While Jeevanandam’s assistants affixed drainage tubes and packed the area around the heart with gauze to absorb blood, Dr. Talia Baker, the surgeon performing the liver transplant, and her team were setting up.

There are some 180 steps in performing a liver transplant. But Baker’s main challenge with Daru was the state of his liver. A healthy liver has the spongy consistency of a jellyfish, which makes it pliable. A cirrhotic, or scarred, liver like Daru’s is firm, so manipulating it is more difficult, raising the risk of damaging the tissue around the organ while removing it.

With liver transplants, there’s also a fear that the absence of oxygen and nutrient-rich blood can damage the newly transplanted organ once blood flow is restored. That damage can cause the heart and lungs to collapse, resulting in death. In Daru’s case, though, the new liver handled the blood flow as it was supposed to.

At 11:46 p.m.—eight hours and 39 minutes after surgery began—the second portion of his transplant was complete. All that remained: the kidney.
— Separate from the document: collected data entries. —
PR #196, opened 2026-04-29
feat(cmd): add /model-fallback command

### LINKED ISSUE #67: [Feature] Configurable LLM provider fallback chain for resilient long-running experiments
**Feature request**
Add support for configurable LLM fallback providers, so that when the primary LLM or its provider is unavailable (e.g., API outage, rate limit exceeded, timeout), EvoScientist can automatically retry with a secondary provider/model instead of halting the run.

**Motivation**
Long-running EvoScientist experiments are vulnerable to provider-side disruptions. A single API outage or sustained rate limit can terminate an entire run with no recovery. Projects like [OpenClaw](https://github.com/openclaw/openclaw) handle this gracefully by defining an ordered list of fallback providers; EvoScientist would benefit from a similar mechanism.

**Proposed behavior**
Users should be able to define a prioritized fallback chain in the EvoScientist config (e.g., `evosci_config.yaml`):

```yaml
llm:
  primary:
    provider: anthropic
    model: claude-sonnet-4-20250514
  fallbacks:
    - provider: openai
      model: gpt-4o
    - provider: ollama
      model: qwen2.5:32b
```

When a request to the primary provider fails with a retryable error (rate limit, 5xx, timeout), EvoScientist should:
1. Log a warning indicating which provider failed and why
2. Transparently retry the same request against the next provider in the fallback list
3. Resume normal operation once a provider succeeds
4. Optionally: attempt to fall back to the primary provider again after a configurable cooldown period

**Error conditions that should trigger fallback**
- HTTP 429 (rate limit exceeded)
- HTTP 5xx (provider-side server error)
- Network timeout / connection error
- API key authentication failure (skips to next, does not retry same provider)

**Error conditions that should NOT trigger fallback**
- Malformed request (HTTP 400) — indicates a client-side bug that fallback cannot fix
- Context length exceeded — should surface as a hard error

**Additional context**
- Fallback should be transparent to the rest of the pipeline; the calling code should not need to be aware of which provider is currently active
- A summary of any provider switches that occurred during a run should be included in the final run report
- Optionally expose a `--no-fallback` CLI flag to disable this behavior for reproducibility-sensitive runs

mooshroom4422:
## Description

Closes #67.

Adds the ``/model-fallback`` command which uses the same model selection menu as ``/model``, instead it appends selected model to the fallback queue. The changes are local to the session, but can be saved to the config file using by using: ``/model-fallback save``. All the available commands are listed on ``/model-fallback help``.

## Type of change

- [ ] Bug fix
- [x] New feature — link issue: #67
- [ ] Test improvement

## Checklist

- [x] `uv run pytest` passes

## Summary by CodeRabbit

* **New Features**
  * Added model fallback chain management—automatically retry failed model calls with alternative models.
  * New command to configure fallback models, including options to add, remove, list, and save fallback chains.
  * Configuration support for persistent fallback model settings via environment variables.
  * Real-time status messages displayed during fallback attempts.

### DIFF
--- a/EvoScientist/cli/tui_interactive.py
+++ b/EvoScientist/cli/tui_interactive.py
@@ -2539,7 +2539,10 @@ def run_textual_interactive(
             self._do_exit()
 
         def _do_exit(self) -> None:
-            """Clean up channels and exit."""
+            """Clean up channels, unregister callbacks, and exit."""
+            from ..middleware.model_fallback import set_ui_emit
+
+            set_ui_emit(None)
             if self._channel_timer is not None:
                 self._channel_timer.stop()
                 self._channel_timer = None
--- a/EvoScientist/cli/tui_interactive.py
+++ b/EvoScientist/cli/tui_interactive.py
@@ -681,6 +681,12 @@ def run_textual_interactive(
             yield Static("", id="status")
 
         def on_mount(self) -> None:
+            # Register fallback middleware UI callback so messages appear
+            # as SystemMessage widgets in the chat container.
+            from ..middleware.model_fallback import set_ui_emit
+
+            set_ui_emit(lambda text, style: self._append_system(text, style))
+
             self._render_welcome()
             self._render_status()
             self.set_interval(1.0, self._render_status)
--- a/EvoScientist/middleware/model_fallback.py
+++ b/EvoScientist/middleware/model_fallback.py
@@ -1,0 +1,363 @@
+"""Middleware that implements model fallback on LLM call failures.
+
+Uses LangChain's AgentMiddleware to intercept model calls.  When the primary
+model raises an exception, the middleware walks the configured fallback chain,
+trying each alternative model in order.  Every fallback attempt and its
+outcome is surfaced to the user via the registered UI callback.
+
+Errors that indicate a client-side bug (malformed request / HTTP 400) or a
+context-length breach are not eligible for fallback and are re-raised
+immediately so the correct handler (user or ContextOverflowMapperMiddleware)
+can deal with them.
+"""
+
+from __future__ import annotations
+
+import logging
+from collections.abc import Awaitable, Callable
+
+from langchain.agents.middleware.types import (
+    AgentMiddleware,
+    ModelRequest,
+    ModelResponse,
+)
+
+logger = logging.getLogger(__name__)
+
+_ui_emit_fn: Callable[[str, str], None] | None = None
+"""UI callback registered by the CLI/TUI entrypoint.  ``None`` until set."""
+
+_fallback_chain: list[tuple[str, str]] = []
+"""Ordered list of ``(model_name, provider)`` fallback entries."""
+
+_CONTEXT_LIMIT_PATTERNS: list[str] = [
+    "context_length_exceeded",
+    "context length exceeded",
+    "too many tokens",
+    "maximum context length",
+    "output too large",
+    "context_window_exceeded",
+    "string_too_long",
+    "max_tokens_exceeded",
+]
+"""Substrings that identify a context-length error in provider messages."""
+
+_MALFORMED_REQUEST_PATTERNS: list[str] = [
+    "invalid_request_error",
+    "invalid request",
+    "malformed",
+    "invalid_api_key",
+    "authentication",
+    "permission",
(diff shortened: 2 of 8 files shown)


EvoScientist/middleware/model_fallback.py
```diff
@@ -0,0 +1,373 @@
...
+    ModelRequest,
+    ModelResponse,
+)
+
+logger = logging.getLogger(__name__)
+
+_ui_emit_fn: Callable[[str, str], None] | None = None
+"""UI callback registered by the CLI/TUI entrypoint.  ``None`` until set."""
+
+_fallback_chain_lock = threading.Lock()
```
din0s, line 31: lock only used in `add_fallback`, should be included everywhere that `_fallback_chain` is mutated

EvoScientist/middleware/model_fallback.py
```diff
@@ -0,0 +1,373 @@
...
+Uses LangChain's AgentMiddleware to intercept model calls.  When the primary
+model raises an exception, the middleware walks the configured fallback chain,
+trying each alternative model in order.  Every fallback attempt and its
+outcome is surfaced to the user via the registered UI callback.
+
+Errors that indicate a client-side bug (malformed request / HTTP 400) or a
+context-length breach are not eligible for fallback and are re-raised
+immediately so the correct handler (user or ContextOverflowMapperMiddleware)
+can deal with them.
+"""
```
din0s, line 12: tests needed. worth covering at minimum: pattern classification (auth vs malformed vs context-overflow vs other), serialize_fallback_chain ↔ load_fallback_chain round-trip, add_fallback dedup behavior, walker exhaustion re-raises the last exception, and the non-fallbackable early-return path.

EvoScientist/middleware/model_fallback.py
```diff
@@ -0,0 +1,373 @@
...
+    Args:
+        raw: Comma-separated ``"model:provider"`` pairs.  Empty or
+            whitespace-only segments are silently skipped.
+    """
+    global _fallback_chain
+    chain: list[tuple[str, str]] = []
+    for part in raw.split(","):
+        part = part.strip()
+        if not part:
+            continue
```
din0s, line 198: should we log something here?

EvoScientist/cli/tui_interactive.py
```diff
@@ -644,6 +644,12 @@ def compose(self) -> ComposeResult:
             yield Static("", id="status")
 
         def on_mount(self) -> None:
+            # Register fallback middleware UI callback so messages appear
+            # as SystemMessage widgets in the chat container.
+            from ..middleware.model_fallback import set_ui_emit
+
+            set_ui_emit(lambda text, style: self._append_system(text, style))
```
din0s, line 688: do we need to unset this on teardown (`on_unmount` / `_do_exit`)?

din0s (commented):
i see the PR is still in draft mode, but just highlighting a few things coderabbit missed

EvoScientist/middleware/model_fallback.py
mooshroom4422: i dont think so, it continues on empty segments so duplicated or trailing commas

EvoScientist/middleware/model_fallback.py
```diff
@@ -0,0 +1,378 @@
...
+    _emit(
+        f"Primary model failed: {type(primary_exc).__name__}: {primary_exc}",
+        style="yellow",
+    )
+    logger.warning(
+        "Primary model failed: %s: %s", type(primary_exc).__name__, primary_exc
+    )
+
+    last_exc = primary_exc
+    for model_name, provider in _fallback_chain:
```
din0s: no lock
```suggestion
    for model_name, provider in get_fallback_chain():
```

youganglyu (approved):

din0s (approved):
one comment but pre-approving

EvoScientist/middleware/model_fallback.py
din0s: could be an edge case but what about `gpt5.5,anthropic:claude-sonet-4.6`, gpt would be dropped because of invalid format right? maybe the user won't realize

PR #199, opened 2026-04-30
fix(onboard): detect installed skill packs via install manifest

din0s:
## Description

Onboarding's "install skills" step kept showing already-installed skills as still-installable. Two compounding bugs in `_step_skills`:

1. **Wrong tier inspected.** It only looked at `USER_SKILLS_DIR` (`<workspace>/skills/`). After #151, the default install target is `GLOBAL_SKILLS_DIR` (`~/.evoscientist/skills/`), so most users' skills were invisible to detection.
2. **Pack hint is structurally wrong.** Detection compared `_hint_name(source)` against installed directory names. For a pack like `EvoScientist/EvoSkills@skills`, that hint resolves to the literal string `"skills"`, but the pack explodes into many child directories (`paper-writing/`, `evo-memory/`, `research-survey/`, …) and there is no directory named `skills`. So the check could *never* match.

### Fix

`skills_manager` now writes a per-tier `.installed.yaml` sidecar at `<dest_dir>/.installed.yaml` mapping installed skill directory name → the original user-facing install source (URL, shorthand, or local path). It's:

- written on every install (single, batch, GitHub, local-path, remote-index lookup),
- updated atomically alongside the install,
- removed on `uninstall_skill`,
- exposed via `installed_sources()`, which filters out manifest entries whose target directories no longer exist (so a manual `rm -rf` doesn't leave the wizard lying).

`_step_skills` now scans **both** tiers for installed dirs *and* checks `installed_sources()` for source-string matches. A pack source counts as installed once any of its children is on disk with a manifest entry, so `EvoScientist/EvoSkills@skills` is detected correctly regardless of child names.

Caveat: existing installs from before this PR have no manifest, so they'll still be missed by detection until reinstalled (the next onboard run records them). Acceptable one-time cost for a forward-only fix.

## Type of change

- [x] Bug fix
- [ ] New feature
- [ ] Test improvement

## Checklist

- [x] `uv run pytest` passes

## Summary by CodeRabbit

* **New Features**
  * Persist per-tier install manifests recording each pack's original source and commit so installs are tracked reliably.
  * Onboarding shows install status that detects installed packs and indicates when updates are available (remote check is non-blocking).

* **Bug Fixes**
  * Onboarding recognizes installed packs even when directory names differ from sources.
  * Uninstall cleans up manifest entries to avoid stale records.

* **Tests**
  * Added tests for manifest write/read, install/uninstall behavior, status labels, and remote-head resolution.


X-iZhang:
Nice fix! Small UX nit on top of this — noticed the prompt says `"Install or Sync predefined skills:"`, but the *Sync* half doesn't quite land. Concrete scenario:

1. User installs the `EvoScientist/EvoSkills@skills` pack (≈13 child skills).
2. Later, they run `/uninstall-skill paper-writing` (or just `rm -rf` the dir).
3. They run `EvoSci onboard` again expecting to *sync* — i.e. recover the missing child.
4. The wizard still shows `EvoSci Skills … (already installed)` disabled, because the other 12 children's manifest entries keep the pack source in `installed_sources()`.

So there's no path through onboard to bring back a deleted child.

Lazy option that probably needs the least code: keep the `(already installed)` label but **don't** set `disabled=True` — let the user re-select it to re-sync. `_install_single_local` already replaces existing dirs, so re-running is idempotent and cheap for the still-present children. Could also relabel to something like `(installed — re-select to sync)` to make the affordance obvious.

Happy to address it in this PR or as a follow-up — whichever you prefer.

X-iZhang (approved):

din0s:
> Nice fix! Small UX nit on top of this — noticed the prompt says `"Install or Sync predefined skills:"`, but the _Sync_ half doesn't quite land. Concrete scenario:
> 
> 1. User installs the `EvoScientist/EvoSkills@skills` pack (≈13 child skills).
> 2. Later, they run `/uninstall-skill paper-writing` (or just `rm -rf` the dir).
> 3. They run `EvoSci onboard` again expecting to _sync_ — i.e. recover the missing child.
> 4. The wizard still shows `EvoSci Skills … (already installed)` disabled, because the other 12 children's manifest entries keep the pack source in `installed_sources()`.
> 
> So there's no path through onboard to bring back a deleted child.
> 
> Lazy option that probably needs the least code: keep the `(already installed)` label but **don't** set `disabled=True` — let the user re-select it to re-sync. `_install_single_local` already replaces existing dirs, so re-running is idempotent and cheap for the still-present children. Could also relabel to something like `(installed — re-select to sync)` to make the affordance obvious.
> 
> Happy to address it in this PR or as a follow-up — whichever you prefer.

good catch, we can include it in this PR. since we now have `.installed.yaml`, we could store an installation hash and see if the two differ to notify the user of a newer version being available

X-iZhang (approved):

youganglyu (approved):

PR #1189, opened 2018-08-23
JBPM-7427 - Display task comments when task is completed

cristianonicolai:
- Added standard alert message to show container error for task and process diagram views
- Set default sorting to be the by date desc, with latest comments first
- Set default column widths
- Set permissions around deleting comments - If not admin, only user that made the comment can remove it.

### DIFF
--- a/jbpm-wb-forms/jbpm-wb-forms-client/src/main/java/org/jbpm/workbench/forms/client/display/task/AbstractHumanTaskFormDisplayer.java
+++ b/jbpm-wb-forms/jbpm-wb-forms-client/src/main/java/org/jbpm/workbench/forms/client/display/task/AbstractHumanTaskFormDisplayer.java
@@ -42,7 +42,6 @@ import org.jbpm.workbench.forms.display.FormDisplayerConfig;
 import org.jbpm.workbench.forms.display.FormRenderingSettings;
 import org.jbpm.workbench.ht.model.TaskKey;
 import org.jbpm.workbench.ht.model.TaskSummary;
-import org.jbpm.workbench.ht.model.events.TaskCompletedEvent;
 import org.jbpm.workbench.ht.model.events.TaskRefreshedEvent;
 import org.jbpm.workbench.ht.service.TaskService;
 import org.jbpm.workbench.ht.util.TaskStatus;
@@ -70,9 +69,6 @@ public abstract class AbstractHumanTaskFormDisplayer<S extends FormRenderingSett
 
     @Inject
     protected Event<TaskRefreshedEvent> taskRefreshed;
-
-    @Inject
-    protected Event<TaskCompletedEvent> taskCompleted;
 
     @Inject
     protected User identity;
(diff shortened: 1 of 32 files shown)


bsremac:
These are the potential problems:

1. Do we need _Actions_ column in task comments after the task has been completed?

2. The task comments are not available after the process instance completes or is aborted. Is that expected?

3. Columns resizing is buggy. Have a look at the screencast attached below.
[Screencast from 27-08-18 11:41:09.zip](https://github.com/kiegroup/jbpm-wb/files/2323540/Screencast.from.27-08-18.11.41.09.zip)

4. The default columns width is too small. The full date doesn't fit. Since the date format is fixed, I think we could ensure the full visibility.
screenshot from 2018-08-27 11-40-52
5. Refresh option in task master details doesn't update comments tab upon task completion, which leaves _Delete_ action available and working even after the task was completed (in another browser window or the same or task admin user).

6. When the container is undeployed and then again re-deployed, the task comments are not available anymore.

cristianonicolai:
@bsremac let me try to answer these

1. Probably not, but I think is best to leave it as is to not have the table using different sizes for different situations. Also if you dont have permission to delete any comment you will also see an empty actions column. This UI needs to be refactored to align with the Case Comments block, then is where I think we have the opportunity to fix this.
2. Correct, that is due to the task clean up job, see: https://github.com/kiegroup/kie-docs/pull/1011
3. Again, I don't think is probably worth fixing this now as we should, in fact, refactor the UI to use a list of comments instead of a table.
4. Ok, I will increase it but strangely it works fine for me.
5. Historically, I don't think we have good support for this kind of situation, just realy relying on a refresh to see the latest updates. In this case, I think I can manage to get it working, will try to add it in the next version on this PR.
6. I think this is probably also related to item 2, need to disable the task clean up job in the Kie Server. I tested it locally and it seems fine with: starting/stopping the container as well as removing and re-deploying the container with the same name. Just a note that redeploying the container with the same name isnt a good practice and should be avoided.

nmirasch:
@cristianonicolai  @bsremac  about the 3 and 4 points.. Both worked fine for me too( tested on firefox 61.0.2 and chrome 68.0.3440.106)
About the task selection event, When I was dealing with that I thought that was interesting do some check about the task selection event, something like if (currentTaskId == 0 || currentTaskId == event.getTaskId()) just to not react to any task selection event. 
I think that refactor will have to be done and many of this table issues will be solved.
At creation point the view can know if the action column have to be added or not but it's true that the refresh can't remove that column (Pagedtable is not prepared for remove columns and like @cristianonicolai  said I don't think it's worth now having to refactor that in a near future)

cristianonicolai:
@bsremac @nmirasch I updated the PR, now also including a fix for item 5. The drawback is that the task list used to refresh the grid every time a task is completed. This same event is now global, will propagate to all users in the workbench, which means I had to store the task the user selected from the list to make sure it only refresh the grid when that same task is completed.

bsremac:
Depends on https://github.com/jboss-integration/bxms-qe-tests/pull/1719

cristianonicolai:
@bsremac @nmirasch Included some refactor to address the task selection concern. I think it's better now, at least the behavior is consolidated in a common class.

PR #1191, opened 2018-08-30
JBPM-7665: Process Instances: page with vertical scroll bar is flicke…

nmirasch:
…ring after changing window width

### DIFF
--- a/jbpm-wb-common/jbpm-wb-common-client/src/main/java/org/jbpm/workbench/common/client/list/AbstractMultiGridView.html
+++ b/jbpm-wb-common/jbpm-wb-common-client/src/main/java/org/jbpm/workbench/common/client/list/AbstractMultiGridView.html
@@ -1,8 +1,8 @@
-<div style="padding: 20px 5px;">
-     <div class="row">
-         <div class="col-md-12 manage">
-             <div data-field="active-filters"></div>
-             <div data-field="column"></div>
-         </div>
-     </div>
+<div class="manage">
+    <div class="kie-manage-item-list">
+        <div style="padding-right: 5px;">
+            <div data-field="active-filters"></div>
+            <div data-field="column"></div>
+        </div>
+    </div>
 </div>
--- a/jbpm-wb-common/jbpm-wb-common-client/src/main/java/org/jbpm/workbench/common/client/list/ListTable.java
+++ b/jbpm-wb-common/jbpm-wb-common-client/src/main/java/org/jbpm/workbench/common/client/list/ListTable.java
@@ -33,6 +33,8 @@ public class ListTable<T extends GenericSummary> extends ExtendedPagedTable<T> i
         this.addDataGridStyles("kie-datatable",
                                "kie-datatable");
         this.dataGrid.setStriped(false);
+        super.setPageSizesSelectorDropup(true,
+                                         false);
     }
 
     @Override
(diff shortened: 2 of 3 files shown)


nmirasch:
@cristianonicolai @bsremac I have added the css changes with that fix for the movement of the datagrid lines.

bsremac:
@nmirasch I've noticed one issue around the number of items per page selection. Have a look at the screenshot below.

screenshot from 2018-09-01 17-29-46

cristianonicolai:
same here, the dropdown is somehow hidden now. Although the flickering isn't happening, I can see the table getting pushed to the left as it would allow space for the scroll to appear.

nmirasch:
@cristianonicolai @bsremac  thanks for review it! yes I changed that style to leave space for the dropdown.

nmirasch:
@bsremac @cristianonicolai this fix is tied to the size of page size options. After the meeting I found that maybe the list of options can change maybe have more than 4 options.. If that the case this issue you comment would be still present. Let me give this another try.

nmirasch:
@cristianonicolai @bsremac I found this is the best solution for this 4 page size options i this css. If in the future  we want to allow more options I see different solutions like only let 4 items visible or recalculate dynamically his padding using the configured options size.
Does this make sense? Any thought on this is very welcome. Thanks!

bsremac:
@nmirasch I guess the approach on the sizing of options directly depends on the implementation of https://issues.jboss.org/browse/JBPM-7696.
The currently proposed implementation in open PRs assumes the same options (5,10,15,20). Without any bigger changes in the proposed implementation, this number could potentially increase to 5 options, with the 5th one being an additional value which could be set as a global page size preference.
This is just my current view on where this could go, but I will let @cristianonicolai give the final opinion.

cristianonicolai:
@nmirasch @bsremac just thinking here, what if the pagination select drops up instead of down? That would remove the need to handle this extra padding at the bottom, it would be more friendly to visualize as it could force some scroll to happen when open and also future safe in terms of how many options are listed, wdyt?

nmirasch:
@cristianonicolai  that for sure, would fix the issue I have created this PR https://github.com/kiegroup/appformer/pull/448 with that style change but in the future be have to limit the page sizes visible options anyway. 
@bsremac @cristianonicolai I restored the previous padding value here then that appformer change is needed to merge this pr. Could you take another look?

bsremac:
@nmirasch @cristianonicolai I see no problems with that approach. Interacting with items from the list and changing the pagination are mutually exclusive operations, so I see no problem in selection consuming some of the list space.
Maybe it's worth passing this idea by Liz, just to hear her opinion, since it's a user experience topic above everything else.

bsremac:
@nmirasch Looks good to me.

cristianonicolai:
@nmirasch just to clarify, the selector should already dropup if there is no space right? I'm not sure we need to force the dropup everywhere.

nmirasch:
@cristianonicolai the problem is that drop-down uses the navigation window to know if he has space to be a drop down or drop up and not the div where it is contained. The area that contains the list of items and the pagination bar have to calculate it's own height to be able to remove the space between the list and the bottom bar. When that height is too small to contain the drop-down opened but the navigation window have space to contain that, the page size selector appears as a drop down and includes an hidden scroll that made that effect that @bsremac commented. 

Configuring the page selector always as a dropup removes the scroll problem. Other solution would be to limit the number of items of the selector and include that padding value that allow see that dropdown opened.

cristianonicolai:
ok, got it, so maybe making only the ListTable paginator to always dropup instead of all pagedtables?

nmirasch:
@cristianonicolai sure that makes more sense. I have added a method to pagedTable to configure that and the call to ListTable to only affect this tables.
His PR depends now on https://github.com/kiegroup/appformer/pull/448

cristianonicolai:
@nmirasch can you cherry pick this into 7.11.x please.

Around that time, Bucio got a page that stunned her: A young woman in another state had been declared brain-dead. She was a potential match for Sarah, and she had three healthy organs. Bucio called Dr. Smith, Sarah’s attending physician: “Well, I guess nobody’s getting any sleep for the next 48 hours.”

No hospital had ever performed two triple transplants within a year, and yet UChicago Medicine was preparing to begin its second in just over a day. Was it even possible? It had to be. The offer of three matching organs simply could not be turned down. Bucio had already started assessing the logistics. Because Sarah’s organs were coming from some distance, UChicago Medicine would need two jets, plus ground transportation to and from both airports.

At 8:18 a.m. on December 20, Daru’s triple transplant was completed. After more than 17 hours in surgery, he was moved back to the ICU. Ten hours later, Sarah’s triple transplant began.

As Jeevanandam had anticipated, the heart portion of Sarah’s surgery required extra care, taking longer than Daru’s. The scar tissue that had built up in her chest from past surgeries made hunting for the arteries and veins seem like an archaeological dig. Just as an archaeologist uses little brushes to carefully clear away dust and debris, Jeevanandam had to use special instruments to tease apart the tissue to find the arteries underneath. A miscalculation of a single millimetre with the scalpel could nick the heart itself.

Sarah’s liver posed special challenges as well. Because she had been on immunosuppressive drugs for most of her life, her tissue was fragile. Baker had to work slowly and precisely, taking painstaking care with each incision and suture.

Dr. Yolanda Becker was last up. And as the final surgeon, she had to not only perform the kidney transplant but make sure the heart and liver were still functioning, which meant keeping a close eye on all of Sarah’s vital signs. She also had to navigate the minefield of drains and chest tubes and pacemaker wires left in place by the previous two surgeons. Dislodge any of the tubes or drains, and she might not notice internal bleeding. Detach a pacemaker wire, and the heart could develop a dangerous arrhythmia without her knowing.

Sarah and her parents
Sarah and her parents

By the time her surgery was finished, at 2:27 p.m. on Friday, December 21, Sarah had been on the table for more than 20 hours. UChicago had accomplished the unthinkable: two triple transplants in less than two days.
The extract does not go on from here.